İstanbul Bilgi Üniversitesi Finansal Uygulama ve Araştırma Merkezi müdürü olan Prof. Dr. Ege Yazgan, "Merkez Bankası, faizleri indirebildiği kadar indirmeye çalışacak" diyor. Kasım ayında enflasyonda başlayacak yükseliş ile yıl sonu enflasyonunun yüzde 12’lerin üstüne çıkabileceğine işaret eden Prof. Yazgan, "Merkez’in bundan sonra faiz indirimlerine devam etme olasılığı yüksek. Ancak enflasyonun hızla yükselmesi söz konusu olursa, bu yılki son faiz indirimi bu olabilir" diyor. Ekonomide yatırım ve kredi talebinin hala zayıf seyrettiğine işaret eden Yazgan, "Özel sektörde bilançoları bozulmuş şirketleri rahatlatmak ve yatırım ortamını hareketlendirmek için (Merkez Bankası) yapabildiği kadar faiz indirimi yapmaya çalışacaktır. Şu anda faiz indirimlerine kur cephesinde de de çok önemli bir tepki görmüyoruz. Dolayısıyla enflasyondaki hareket faiz politikası için belirleyici olacaktır" diye konuşuyor.

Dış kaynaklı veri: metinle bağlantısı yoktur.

PR #317, opened 2019-10-03
fix(select): prevents the provided styles from react-select from bein…

stevenviar:
…g overridden by the styles applied in an error condition

Currently the custom styles that make the Select component red in an error condition are not allowing the default behavior when the select `isDisabled`.


GoPro16 (changes requested):
Can you also fix this for `@availity/reactstrap-validation-select` as well? Then we should be all good.

GoPro16 (approved):
LGTM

Enflasyon hedefi mi, büyüme mi?

Merkez Bankası’nın politikalarına ilişkin bir diğer eleştiri noktası ise, Merkez Bankası’nın asıl görevi olan enflasyonu düşürme hedefinden çok, hükümetin 2020 için öngördüğü yüzde 5’lik büyümeye odaklanmış olması. DW Türkçe’ye konuşan uluslararası finans uzmanı Dr. M. Murat Kubilay’a göre, Merkez Bankası büyümeye katkı sunmak için faiz indirimi politikasını devam ettirecek. 

Dr. Murat Kubilay
Dr. Murat KubilayFotoğraf: privat

Art arda 3 kez yapılan faiz indirimlerine rağmen hem hane halkının hem de şirketlerin ekonomiye olan güveninde henüz kayda değer bir iyileşme olmadığını belirten Kubilay, "Bunun en önemli göstergelerinden biri de döviz mevduat hesaplarının yüzde 50’yi geçmiş olması. Demek ki toplum ve iş dünyası henüz tam olarak bir iyileşme başladığına inanmıyor" şeklinde konuşuyor. 

Buna karşın Merkez Bankası açıklamasında geleceğe dair beklentilerdeki "iyimser" tona dikkat çeken Dr. Kubilay, şunları söylüyor:

"Önümüzdeki yıl için piyasalarda bir likidite bolluğu olacağı ve Türkiye’nin de bundan faydalanacağı beklentisi var. Pek ya böyle olmazsa? İşte o zaman Merkez Bankası’nın faiz politikasındaki birinci amacı olan yönlendirme, ters köşede kalmış olacak. Bunun da bize finansal istikrarsızlık olarak geri dönme ihtimali ortaya çıkacak."